ショーシャンクの空に

人が内省を強いられる状況に置かれた時、精神は肉体を牢獄として認識することがある。刑務所や捕虜が作品のテーマとなる時、常にそうした精神の働きが暗に伏線として働いている。ソルジェニーツィンの『イワン・デニーソヴィチの一日』においても、激しい労働の末の密やかな安息が描かれるが、それは解放への願望のネガとして、決して果たされないであろう消去された可能性の代補という形で表象される。

映画『ショーシャンクの空に』の中でも、囚人達はきっと叶わないであろうという予期の元で仮釈放のための形式的面接を何度も受けに行く。そこでの囚人達の精神の形態は、不可能性を先取りする*1という形に歪められている。牢獄とはそのような起こり得ない可能性に絶望し続けることを不断に更新し続けて行くための装置として機能しているのだ。

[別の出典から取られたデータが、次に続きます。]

Issue #839, opened 2014-10-22
What syntax for multiple returns?


privat:
For the definition site, things seems straightforward.

```
fun div(a, b: Int): Int, Int do
   return (a/b, a%b)
end
```

The only question is about parentheses. In the current grammar, parentheses are mandatory in the return. But do we still force them to be mandatory in the signature `foo(a,b:Int): (Int, Int)` ?

For the client site, things become quite complex.

Do we force parenthesis in left-values?

```
(q, r) = div(7, 3) # or
q, r = div(7, 3)
```

Do we allow any kind of left-values?
Especially when each left value in a multiple-return can have a distinct nature.

```
var q, var r = div(7,3)
```

```
var q
#...
q, var r = div(7,3)
```

```
x.foo.bar, y.baz["hello"] = div(7,3)
```

privat:
I did not comment on this (old) issue but +1 for the latest proposal of @egagnon

Tagachi:
I like the proposal of @egagnon 
But, as the language swift, and in the way of OO of Nit,
i see the functions with multiple return values like an object.
ie, in the signature of our function, we could name our return values like:
~~~Nit
fun div(a, b: Int): (div: Int, mod: Int) do return a/b, a%b
~~~
In fact, we could be stored both variables in a unique variable as:
~~~Nit
var division = div(7,3)
~~~
and get return values like an object:
~~~Nit
print "Division of 7 by 3: {division.div} modulus: {division.mod}"
~~~

Morriar:
@Tagachi seems like you will create a lot of disposable instance of your kind of tuple?

privat:
I do not really like anonymous tuples with named fields in statically typed languages as they are hard to expose, reuse, document or extends, that is somewhat contradictory with statically typed OO that encourages these things.

Such a tuple is analogous to a class, except that a class has a name, can have super-classes and can have methods

So let just try to expose the class instead!

~~~nit
class DivResult
   var div: Int
   var mod: Int
end
~~~

Then the div method can happily use it

~~~nit
fun div(a,b: Int): DivResult do return new DivResult(a/b, a%b)
~~~

Note that for the client, this change nothing except that things are more OO-clean.

~~~nit
var division = div(7,3)
print "Division of 7 by 3: {division.div} modulus: {division.mod}"
~~~

So one first issue is: is the addition of tuples useful?
I do not think that in this case anonymous types really worth it as standard classes seem to solve the thing.

[...]

PR #2006, opened 2016-04-05
File refactor

R4PaSs:
I've been talking about this PR for a long time, but I think it's finally ready !

So, a big refactor of the I/O block is in order this time (care not for the diff, it's really not this bad, a lot comes from test outputs).

Basically some classes are now gone (BufferedFileReader, FilterStream and such), and the new hierarchy is layered to lower the maintenance and implementation costs of stream subclasses.
On top of that, Codecs are properly supported and functions like `read_char` now work as intended on code points (which is a nice thing) !

The hierarchy is a bit similar to before as there's Readers and Writers and Duplexes, but there's two levels on which each class works: Byte and Char.

The Byte level is the lowest one, in which each byte is directly taken from the underlying data stream (file, socket, etc.).
Char comes on top of it and does proper character handling based on the Codec assigned to it (which defaults to UTF-8).
On the Codec side, right now only UTF-8 and ISO-8851 are implemented, one because we need it, and the other one which was a bit of a test to see if the current approach was viable and not too hard to implement.

Files are essentially unchanged client-side and the API remains equivalent to what it was before.
A few have however changed:
- StringReader/StringWriter: They are now known as MemoryReader and MemoryWriter, they retain the same semantics as before, but are now working on any type of data (not just Chars)
- Protocol: A new class which is basically a base decorator Stream. Since protocols are often layered, the decorator approach seems best-suited here and are composable as-is.
- Socket/Websocket: Both these streams used to be quite broken before, especially compared to the C-API, our sockets used to block indefinitely on a read, now they have the same behaviour as the C-API (block once until a first read, fill the buffer as much as possible and return when either the buffer is filled or when no more reads can be done without blocking).

One of the key points of this refactor was to ease the maintenance and extensibility of the I/O hierarchy, a new Stream now only has a few key-functions to implement to work properly:
- `read_byte` : Reads one byte from the source
- `read_bytes`: Reads multiple bytes using the same API as sockets (block once until first read and fill as much as possible before returning)

On the Writer-side, the `write` equivalents are to be implemented too.

Char reads and writes are handled by the superclass.

This should simplify our hierarchy, make it work better with Text and encodings and should not impact performance (or at least minimally).

So, performance-wise !

`nitc` does not seem to run slower when we take into account the time as measured bu GNU time, however Valgrind seems to be around 800-900MIr slower.
Most of it is lost on the write_chars since the best way to handle Codecs correctly for now is through the use of ephemeral Bytes instances, which take their toll on the resource-side (see #839).
Some fine-tuning for more performance can be done later to make sure no real losses occur due to files and codecs, though as-is it seems to be performing well enough for now.

Bonus: One example of stream usage with sockets/websockets through a protocol-agnostic chat application, it should work out-of-the-box with both the socket client and any websocket implementation.


privat:
impressive amount of work.

lib/core/codecs/codec_base.nit
```diff
@@ -24,28 +24,44 @@ module codec_base
...
-end
+	# Adds a string `s` coded as the supported encoding to `b`
+	#
+	# Returns the number of bytes written to `s`
+	fun add_string_to(s: Text, b: Bytes): Int is abstract
+
+	# Size of a codet for the target encoding
+	fun codet_size: Int is abstract
+
+	# How many lookaheads might be required to decode a single char ?
```
privat: what is the unit of lookaheads? bytes or codet_size?

examples/klepet/klepet_server.nit
```diff
@@ -0,0 +1,90 @@
...
+# clients, from diverse communication methods.
+#
+# Right now is supported:
+# * Socket
+# * Websocket
+#
+# The program is also a good way to test any kind of new communication stream.
+# When a new stream kind is supported, you should add it to Klepet and try if
+# some communications are processed correctly.
+module klepet_server
```
privat: Why Slovenian?

examples/klepet/klepet_server.nit
```diff
@@ -0,0 +1,90 @@
...
+
+import socket
+import websocket
+
+var ws_server = new TCPServer(8088)
+var server = new TCPServer(4444)
+server.blocking = false
+ws_server.blocking = false
+
+print "Chat socket server listening on port 4444"
```
privat: "port {server.port}"

examples/klepet/klepet_server.nit
```diff
@@ -0,0 +1,90 @@
...
+print "Chat websocket server listening on port 8088"
+
+server.listen(5)
+ws_server.listen(5)
+
+var clients = new HashSet[Duplex]
+var marked_for_removal = new HashSet[Duplex]
+
+loop
+	0.05.sleep
```
privat: why sleep?

privat:
This is nice but I need another look to fully understand the new hierarchies.

lib/core/protocol.nit
```diff
@@ -0,0 +1,72 @@
...
+
+import stream
+
+# A Protocol is supposed to handle a connection through any kind of
+# underlying medium and should comply to a set of rules defined by a
+# formal (or not) specification.
+class Protocol
+	super Stream
+	# Which class should a protocol wrap ?
+	type PROTOCOL: Stream
```
jcbrinfo:
```
var protocol: Protocol = …
var stream: protocol.PROTOCOL = protocol.client
```
Hmmm…

>  There are only two hard things in Computer Science: cache invalidation and naming things.
>
>  — Phil Karlton

lib/core/protocol.nit
```diff
@@ -0,0 +1,72 @@
...
+
+	# The client underlying `self`
+	var client: PROTOCOL
+end
+
+# A Write-only protocol, no communication is expected from a client.
+class ProtocolWriter
+	super Protocol
+	super Writer
+	# Which class should a protocol wrap ?
```
jcbrinfo: Why repeating the same documentation?

R4PaSs:
I guess this outlived its purpose, closing.

PR #2007, opened 2016-04-07
Tnitter app: fix list layout on GNU/Linux with GTK+

xymus:
Update GNU/Linux implementation of `ListLayout` to follow the specification of `GtkListBox` which should only have children of type `GtkListBoxRow`. This was an issue in Tnitter where removing children from the `GtkListBox` was broken.


xymus:
It was reported by @Abelkhir.

privat:
+1

PR #2009, opened 2016-04-08
Benitlux & sqlite3: fix closing SQLite statements and malformed superstring

xymus:
Fix statements that were left open and did not remove the lock on the database. It now relies on iterators to close the statement after the end of the loop. This requires to actually complete the loop and not return before it is complete. A shortcut is to use `statement.iterator.to_a` when the result is expected to be short, like with a single row.

Note that I did not use `with` because it has the same problem with a `return` skipping the call to `finish`. Neither did I use `Finalizable` because it is invoked by the GC which may be much later.

Also fix one malformed superstring and improve the style of another one.

### DIFF
--- a/contrib/benitlux/src/benitlux_db.nit
+++ b/contrib/benitlux/src/benitlux_db.nit
@@ -134,8 +134,13 @@ class BenitluxDB
 	do
 		var stmt = select("ROWID, name, desc FROM beers WHERE ROWID = {id}")
 		if stmt == null then return null
-		for row in stmt do return row.to_beer
-		return null
+
+		var res = null
+		for row in stmt do
+			res = row.to_beer
+			break
+		end
+		return res
 	end
 
 	# Days where `beer` was available, all known days if `beer == null`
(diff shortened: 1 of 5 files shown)


contrib/benitlux/src/benitlux_db.nit
```diff
@@ -134,8 +134,13 @@ class BenitluxDB
 	do
 		var stmt = select("ROWID, name, desc FROM beers WHERE ROWID = {id}")
 		if stmt == null then return null
-		for row in stmt do return row.to_beer
-		return null
+
+		var res = null
+		for row in stmt do
+			res = row.to_beer
+			break
```
privat: quite strange, but no better proposal.

lib/sqlite3/sqlite3.nit
```diff
@@ -276,6 +280,8 @@ class StatementIterator
 			is_ok = false
 		end
 	end
+
+	redef fun finish do statement.close
```
privat: you should document somewhere that after one iteration, the whole statement is closed

privat:
+1

xymus:
Added a commit with a better doc and an attribute to tweak closing the statement on `Iterator::finish`.

PR #2011, opened 2016-04-09
Introducing the do ... catch ... end structure

BlackMinou:
This PR is a first step in trying to handle exceptions in Nit, replacing the behaviour of `abort` if it happens within a do ... catch ... end.

In the compiler, setjmp() et longjmp() are used to jump directly from the `abort` to the nearest `catch` bloc.


privat:
This is nice code. and a nice PR.
+1 once you fixed the tests

xymus:
+1

PR #2013, opened 2016-04-13
lib/core/bytes: add `Int::to_bytes` and `Bytes::to_i`

privat:
More nice services on bytes.

### DIFF
--- a/lib/core/bytes.nit
+++ b/lib/core/bytes.nit
@@ -328,6 +328,45 @@ class Bytes
 		return new FlatString.full(ns, elen, 0, elen)
 	end
 
+	# Interprets `self` as a big-endian positive integer.
+	#
+	# ~~~
+	# var b = "0102".hexdigest_to_bytes
+	# assert b.to_i == 258
+	# ~~~
+	#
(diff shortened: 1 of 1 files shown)


privat:
dedicated to @TheBaconMan

privat:
ping @xymus or @R4PaSs ?

lib/core/bytes.nit
```diff
@@ -613,6 +651,58 @@ private class BytesIterator
 	redef fun item do return tgt[index]
 end
 
+redef class Int
+	# Returns the big-endian representation of self.
```
Morriar: I don't understand why is this `big-endian` without parenthesis when the previous comment states:

> Returns self interpreted as a (big-endian) positive integer.

Is the endianess more important in the second method? Am  I missing something?

Morriar:
+1

lib/core/bytes.nit
privat: It's just a lack of consistency. I will remove the first pair of parenthesis

privat:
update: improve doc

R4PaSs:
:shipit:

PR #2015, opened 2016-04-15
app.nit services to set the size and alignment of labels

xymus:
Intro services to customize the size and alignment of text views. Only labels are supported on all platforms but Android also supports customizing text buttons. The behaviour on each platform varies a bit according to the available features. The goal is always to have the behaviour that is more natural on the platform instead of having the same exact look on each platform. Sticking to the recommended values should produce more consistent results, but using other values can create interesting effects.

For example, on Android and Linux, the text size is locked to a small/medium/large, but on iOS the size can be set to any variations relative to the default font size. On all platforms, 0.5 should result in a small font, 1.0 the default/medium size and 1.5 the large size. On iOS, other values will result in different text sizes.

I've used the same logic as `Text::justify` to set the alignment with a single float parameter.

### DIFF
--- a/lib/android/ui/ui.nit
+++ b/lib/android/ui/ui.nit
@@ -201,20 +201,40 @@ redef class TextView
 		native.text = value.to_java_string
 	end
 
-	# Size of the text
-	fun text_size: Float do return native.text_size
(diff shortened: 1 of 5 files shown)


Morriar:
+1

privat:
+1

PR #1168, opened 2019-09-12
168453305 - sea route admin tab - some routes missing

rckopteri:
# Fixed
* Admin sea route tab: Fixed sql query for routes which are missing calendar rules.

### DIFF
--- a/ote/src/clj/ote/services/admin.sql
+++ b/ote/src/clj/ote/services/admin.sql
@@ -122,7 +122,7 @@ SELECT
        r.created AS "created"
   FROM
        "transit_route" r,
-       lateral unnest(
+       LATERAL unnest(
            CASE WHEN array_length(r."service-calendars", 1) >= 1
                     THEN r."service-calendars"
                 ELSE '{null}'::transit_service_calendar[]
--- a/ote/src/clj/ote/services/admin.sql
+++ b/ote/src/clj/ote/services/admin.sql
@@ -121,7 +121,12 @@ SELECT
        r.modified AS "modified",
        r.created AS "created"
   FROM
-       "transit_route" r, unnest(r."service-calendars") c, unnest(c."service-rules") ru,
+       "transit_route" r,
+       lateral unnest(r."service-calendars") c,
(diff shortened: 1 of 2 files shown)


ote/src/cljs/ote/views/admin/sea_routes.cljs
```diff
@@ -51,7 +51,8 @@
       3 ::transit/wednesday
       4 ::transit/thursday
       5 ::transit/friday
-      6 ::transit/saturday)))
+      6 ::transit/saturday
+      ::transit/sunday)))
```
philosotractor: Didn't go deep into this logic, so just double-checking is defaulting to sunday ok in all cases? It was already handled as index `0`?

ote/src/clj/ote/services/admin.sql
```diff
@@ -121,7 +121,17 @@ SELECT
        r.modified AS "modified",
        r.created AS "created"
   FROM
-       "transit_route" r, unnest(r."service-calendars") c, unnest(c."service-rules") ru,
+       "transit_route" r,
+       lateral unnest(
```
philosotractor:
```suggestion
       LATERAL unnest(
```

ote/src/clj/ote/services/admin.sql
```diff
@@ -121,7 +121,17 @@ SELECT
...
+           CASE WHEN array_length(r."service-calendars", 1) >= 1
+                    THEN r."service-calendars"
+                ELSE '{null}'::transit_service_calendar[]
+           END) c,
+       lateral unnest (
```
philosotractor:
```suggestion
       LATERAL unnest (
```

ote/src/cljs/ote/views/admin/sea_routes.cljs
rckopteri: Yes, it is ok.

If service calendar and service rule is not given we don't have any dates when route is supposed to be active (ajopäivät, don't know what it is in english). This prevents errors when ajopäivät is not given.

PR #1169, opened 2019-09-13
168453323 default operator admin

rckopteri:
# Changed
* sea route editor: Show operator data from :selected-operator key

### DIFF
--- a/ote/src/cljs/ote/app/controller/own_services.cljs
+++ b/ote/src/cljs/ote/app/controller/own_services.cljs
@@ -5,7 +5,8 @@
             [ote.localization :as localization :refer [tr]]
             [ote.app.controller.common :refer [->ServerError]]
             [ote.util.url :as url-util]
-            [ote.db.transport-operator :as t-operator]))
+            [ote.db.transport-operator :as t-operator]
+            [ote.app.routes :as routes]))
 
 (define-event SearchSuccess [result]
               {}
@@ -84,3 +85,13 @@
                   {}
                   {:on-success (tuck/send-async! ->RemoveSelectionSuccess transport-operator-id service-id)})
                 app))
+
+; Ensure that :transport-operator is not nil
+(define-event VerifyOperatorSelection []
+  {}
+  (if (nil? (:transport-operator app))
+    (assoc app :transport-operator (:transport-operator (first (get app :transport-operators-with-services))))
+    app))
+
+(defmethod routes/on-navigate-event :own-services [_]
+  (->VerifyOperatorSelection))
--- a/ote/src/cljs/ote/app/controller/route/route_wizard.cljs
+++ b/ote/src/cljs/ote/app/controller/route/route_wizard.cljs
@@ -38,7 +38,8 @@
     (-> app
         (assoc-in [:route :step] :basic-info)
         (assoc-in [:route ::transit/route-type] :ferry)
-        (assoc-in [:route ::transit/transport-operator-id] (get-in app [:transport-operator ::t-operator/id])))))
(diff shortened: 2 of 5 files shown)


ote/src/cljs/ote/app/controller/route/route_wizard.cljs
```diff
@@ -301,15 +307,20 @@
...
-      (-> app
-          (assoc :route response)
-          ;; make sure we don't overwrite loaded stops
-          (assoc-in [:route :stops] (get-in app [:route :stops]))
-          (assoc-in [:route ::transit/stops] stops)
-          (assoc-in [:route ::transit/trips] trips)
-          (assoc-in [:route ::transit/service-calendars] service-calendars))))
+          trips (vec (map-indexed (fn [i trip] (assoc trip ::transit/service-calendar-idx i)) trips))
+          operator-id (::transit/transport-operator-id response)]
+      (do
```
philosotractor:
```suggestion
```

ote/src/cljs/ote/app/controller/route/route_wizard.cljs
```diff
@@ -285,6 +287,10 @@
   (process-event [{response :response} app]
     (assoc-in app [:route :stops] response))
 
+  LoadRouteOperatorResponse
```
philosotractor: While route operator is being loaded, will UI display potentially incorrect data containing whatever was left into appstate by previous visit to this view?
So the sea route operator section should display a loading spinner while operator data is not available
(or alternatively block the whole view)

ote/src/cljs/ote/app/controller/own_services.cljs
```diff
@@ -83,4 +84,14 @@
                        (url-util/encode-url-component transport-operator-id))
                   {}
                   {:on-success (tuck/send-async! ->RemoveSelectionSuccess transport-operator-id service-id)})
-                app))
\ No newline at end of file
+                app))
+
+; Ensure that :transport-operator is not nil
```
philosotractor:
```suggestion
;; Ensure that :transport-operator is not nil
```

philosotractor: Could this comment what case is this check fixing? A bit surprising to see `app` can be nil.

ote/src/cljs/ote/app/controller/route/route_wizard.cljs
rckopteri: I was adding the spinner but decided to test it first and figured that we don't need the spinner because response is so quick.
But maybe we should add it anyway?

ote/src/cljs/ote/app/controller/own_services.cljs
philosotractor: Instead of `VerifyOperatorSelection` should the event be `InitOwnServices` or something similar?
If we had an event naming convention, it could be "Init<view or component name>"

ote/src/cljs/ote/app/controller/route/route_wizard.cljs
philosotractor: I think we should. It's normally fast, but as we've seen in some cases a request may take long using a slow device running low on memory and with corporate sw slowing the browser down. Or with occasional network glitch. When using a loading placeholder, it's guaranteed we don't need to get back to this.
A slow request which blocks user is not as critical, but here user may end up being displayed wrong data.

rckopteri: Added two spinner. For the route and for the operator.

ote/src/cljs/ote/app/controller/route/route_wizard.cljs
rckopteri: removed

PR #1172, opened 2019-09-17
164826821 random fixes

rckopteri:
# Fixed
* Sea route on-blur when save is clicked without clicking "off" from homepage input field
* Admin sea-route-list last active day when only added calendar date is given and no calendar rule

### DIFF
--- a/ote/src/cljs/ote/app/controller/route/route_wizard.cljs
+++ b/ote/src/cljs/ote/app/controller/route/route_wizard.cljs
@@ -339,6 +339,8 @@
   UpdateOperatorHomepageResponse
   (process-event [{response :response} app]
     (-> app
+        ; clear operator homepage from route - to prevent unnecessary save
+        (dissoc [:route :operator-homepage])
         (update :transport-operators-with-services
                 (fn [operators]
                   (map
@@ -367,7 +369,9 @@
   (process-event [{new-homepage :new-homepage} app]
     (-> app
         (assoc-in [:selected-operator ::t-operator/homepage] new-homepage)
-        (assoc-in [:transport-operator ::t-operator/homepage] new-homepage)))
+        (assoc-in [:transport-operator ::t-operator/homepage] new-homepage)
+        ; Update operator homepage to route while operator homepage is not saved to db
+        (assoc-in [:route :operator-homepage] new-homepage)))
 
   AddStop
   (process-event [{feature :feature} app]
--- a/ote/src/cljs/ote/views/admin/sea_routes.cljs
+++ b/ote/src/cljs/ote/views/admin/sea_routes.cljs
@@ -64,7 +64,9 @@
                                (if (true? ((weekday-index-to-keyword last-weekday-index) route))
                                  (* -1 index)
                                  (recur (inc index) (dec last-weekday-index)))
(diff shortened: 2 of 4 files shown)


ote/src/cljs/ote/views/admin/sea_routes.cljs
```diff
@@ -64,7 +64,9 @@
                                (if (true? ((weekday-index-to-keyword last-weekday-index) route))
                                  (* -1 index)
                                  (recur (inc index) (dec last-weekday-index)))
-                               nil))]
+                               ; return 0 days only if to-date and weekday are given.
+                               (when (and to-date weekday)
+                                 0)))]
     (if (not (nil? last-weekday-count))
```
philosotractor:
```suggestion
(when last-weekday-count
      (time/native->date
        (t/plus (time/native->date-time to-date) (t/days last-weekday-count))))
```

ote/src/cljs/ote/views/admin/sea_routes.cljs
```diff
@@ -64,7 +64,9 @@
                                (if (true? ((weekday-index-to-keyword last-weekday-index) route))
                                  (* -1 index)
                                  (recur (inc index) (dec last-weekday-index)))
-                               nil))]
+                               ; return 0 days only if to-date and weekday are given.
```
philosotractor:
```suggestion
                               ;; return 0 days only if to-date and weekday are given.
```
https://guide.clojure.style/#two-semicolons-for-code-fragment

+Add a "why" into the comment if reasonable.

ote/src/cljs/ote/app/controller/route/route_wizard.cljs
```diff
@@ -339,6 +339,8 @@
   UpdateOperatorHomepageResponse
   (process-event [{response :response} app]
     (-> app
+        ; clear operator homepage from route - to prevent unnecessary save
+        (dissoc [:route :operator-homepage])
```
philosotractor: Or rather select-keys (specql/columns <tablename> c) in service side.

ote/src/cljs/ote/views/admin/sea_routes.cljs
rckopteri: Replaced with when-not

ote/src/cljs/ote/views/admin/sea_routes.cljs
rckopteri: why added

ote/src/cljs/ote/app/controller/route/route_wizard.cljs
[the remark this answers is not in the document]
rckopteri: Maybe in distant future. Actually :operator-homepage key is removed in every case, so it won't cause problems but it is not a robust way to handle things.
We should refactor all our form-data codes in same time.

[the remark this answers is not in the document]
philosotractor: While this of course does not block this PR,
I might disagree on the reasoning. Adding such a select-keys to service side is a simple and safe one-liner and can be implemented incrementally and does not require any other refactoring :)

しかし、延々と続くかに見えた精神のモノローグは、不意に仮釈放決定という現実に対応することが出来ずに、50年を刑務所の中で過し続けた老人が自ら自殺を選択するというシーンをこの作品は描いている。映画の最後は主人公の脱獄と、相棒の仮釈放からの逃亡というハッピーエンドで終わるのだが、そのためには夢(モノローグ)と現実(ダイアローグ)との相克を克服するために、絶対的な「掟」*2として眼前に控えていたように見える「法」自体が破られねばならなかったのである。

メーデー救援会


『ショーシャンクの空に』

『イワン・デニーソヴィチの一日』

*1:ドストエフスキーの小説の中で、登場人物同士のダイアローグが常に相手の返答を先取りする形で、モノローグが極限まで引き延ばされるようにして表現されることと類似している。

*2:カフカ「掟の門前」参照。